(Excerpts from a dataset)
= Beginning of Section =

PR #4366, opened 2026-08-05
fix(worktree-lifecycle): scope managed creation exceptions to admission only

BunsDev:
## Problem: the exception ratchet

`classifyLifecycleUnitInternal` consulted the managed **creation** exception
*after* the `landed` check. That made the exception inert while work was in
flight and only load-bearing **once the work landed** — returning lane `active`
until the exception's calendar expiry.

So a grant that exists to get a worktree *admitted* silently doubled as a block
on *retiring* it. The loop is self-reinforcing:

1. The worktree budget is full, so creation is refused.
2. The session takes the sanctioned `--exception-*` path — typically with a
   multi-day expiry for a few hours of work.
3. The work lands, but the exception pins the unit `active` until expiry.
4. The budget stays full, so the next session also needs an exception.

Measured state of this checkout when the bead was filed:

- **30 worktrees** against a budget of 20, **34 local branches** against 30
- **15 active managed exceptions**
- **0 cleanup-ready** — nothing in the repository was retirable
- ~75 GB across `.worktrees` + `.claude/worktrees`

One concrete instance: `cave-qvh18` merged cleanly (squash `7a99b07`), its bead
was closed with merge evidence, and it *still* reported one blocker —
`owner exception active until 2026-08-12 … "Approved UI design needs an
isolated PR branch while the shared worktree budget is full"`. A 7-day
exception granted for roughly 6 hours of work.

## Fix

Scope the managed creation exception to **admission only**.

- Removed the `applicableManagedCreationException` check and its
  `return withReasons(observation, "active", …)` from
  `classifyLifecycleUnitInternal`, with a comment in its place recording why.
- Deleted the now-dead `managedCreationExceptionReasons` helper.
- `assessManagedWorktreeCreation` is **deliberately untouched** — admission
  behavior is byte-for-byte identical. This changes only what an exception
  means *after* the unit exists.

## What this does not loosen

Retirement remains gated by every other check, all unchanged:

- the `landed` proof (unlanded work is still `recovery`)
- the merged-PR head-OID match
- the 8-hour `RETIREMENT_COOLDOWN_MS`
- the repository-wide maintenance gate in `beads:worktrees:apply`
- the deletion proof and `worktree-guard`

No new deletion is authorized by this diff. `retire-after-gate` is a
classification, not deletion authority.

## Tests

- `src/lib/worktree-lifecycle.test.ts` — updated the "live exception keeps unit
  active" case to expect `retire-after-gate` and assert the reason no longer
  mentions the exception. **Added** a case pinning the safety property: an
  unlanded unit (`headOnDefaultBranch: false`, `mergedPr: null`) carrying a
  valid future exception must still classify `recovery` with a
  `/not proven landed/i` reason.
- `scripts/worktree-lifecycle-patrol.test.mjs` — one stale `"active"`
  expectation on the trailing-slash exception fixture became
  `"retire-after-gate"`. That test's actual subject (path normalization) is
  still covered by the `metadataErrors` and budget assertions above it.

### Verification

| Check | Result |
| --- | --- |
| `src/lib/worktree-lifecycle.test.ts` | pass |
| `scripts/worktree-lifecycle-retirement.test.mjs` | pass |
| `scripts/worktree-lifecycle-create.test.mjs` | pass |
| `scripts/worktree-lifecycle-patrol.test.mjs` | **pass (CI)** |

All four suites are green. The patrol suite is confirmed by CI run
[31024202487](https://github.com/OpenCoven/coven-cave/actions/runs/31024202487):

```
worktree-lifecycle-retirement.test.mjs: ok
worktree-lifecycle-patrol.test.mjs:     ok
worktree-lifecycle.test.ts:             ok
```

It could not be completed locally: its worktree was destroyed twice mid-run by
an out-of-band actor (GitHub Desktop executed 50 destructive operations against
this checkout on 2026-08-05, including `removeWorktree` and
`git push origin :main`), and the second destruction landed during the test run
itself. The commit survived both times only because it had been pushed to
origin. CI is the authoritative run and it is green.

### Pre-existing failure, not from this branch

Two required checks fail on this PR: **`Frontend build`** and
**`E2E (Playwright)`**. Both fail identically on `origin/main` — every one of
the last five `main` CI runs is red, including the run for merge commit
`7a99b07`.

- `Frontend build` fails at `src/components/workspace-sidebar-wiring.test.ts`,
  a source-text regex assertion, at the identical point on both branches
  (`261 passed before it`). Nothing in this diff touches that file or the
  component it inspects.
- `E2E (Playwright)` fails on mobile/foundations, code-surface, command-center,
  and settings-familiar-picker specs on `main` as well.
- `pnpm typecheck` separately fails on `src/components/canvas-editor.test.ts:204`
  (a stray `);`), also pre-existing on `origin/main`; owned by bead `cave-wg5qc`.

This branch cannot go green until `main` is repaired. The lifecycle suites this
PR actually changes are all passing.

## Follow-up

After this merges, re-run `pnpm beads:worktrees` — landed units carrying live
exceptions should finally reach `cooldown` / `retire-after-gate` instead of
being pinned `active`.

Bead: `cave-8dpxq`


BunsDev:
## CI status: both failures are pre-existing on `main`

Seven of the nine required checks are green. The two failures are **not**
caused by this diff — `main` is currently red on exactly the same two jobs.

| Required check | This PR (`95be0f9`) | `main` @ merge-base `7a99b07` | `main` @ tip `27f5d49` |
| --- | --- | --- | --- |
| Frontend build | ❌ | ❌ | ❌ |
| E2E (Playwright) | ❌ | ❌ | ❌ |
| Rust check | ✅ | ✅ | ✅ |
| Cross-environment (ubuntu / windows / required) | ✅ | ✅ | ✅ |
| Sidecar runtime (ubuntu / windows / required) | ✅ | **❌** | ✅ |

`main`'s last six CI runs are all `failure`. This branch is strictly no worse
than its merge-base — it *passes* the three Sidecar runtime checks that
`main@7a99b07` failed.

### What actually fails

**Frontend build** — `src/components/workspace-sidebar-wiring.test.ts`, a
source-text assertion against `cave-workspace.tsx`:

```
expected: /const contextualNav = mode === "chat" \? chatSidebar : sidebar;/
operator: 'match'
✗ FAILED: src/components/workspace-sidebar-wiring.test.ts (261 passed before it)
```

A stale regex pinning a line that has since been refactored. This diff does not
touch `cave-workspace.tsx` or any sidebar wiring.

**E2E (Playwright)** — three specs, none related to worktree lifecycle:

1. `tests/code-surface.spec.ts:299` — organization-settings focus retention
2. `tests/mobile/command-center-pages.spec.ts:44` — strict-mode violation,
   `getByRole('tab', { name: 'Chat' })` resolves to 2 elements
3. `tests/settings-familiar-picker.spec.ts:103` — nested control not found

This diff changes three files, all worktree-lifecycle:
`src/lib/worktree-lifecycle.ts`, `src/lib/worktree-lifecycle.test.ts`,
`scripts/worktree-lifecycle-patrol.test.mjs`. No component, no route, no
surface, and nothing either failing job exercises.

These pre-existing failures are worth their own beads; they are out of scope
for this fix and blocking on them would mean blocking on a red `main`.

= End of Section =

Each line above that contains the word "picker" should be returned.

  and settings-familiar-picker specs on `main` as well.
3. `tests/settings-familiar-picker.spec.ts:103` — nested control not found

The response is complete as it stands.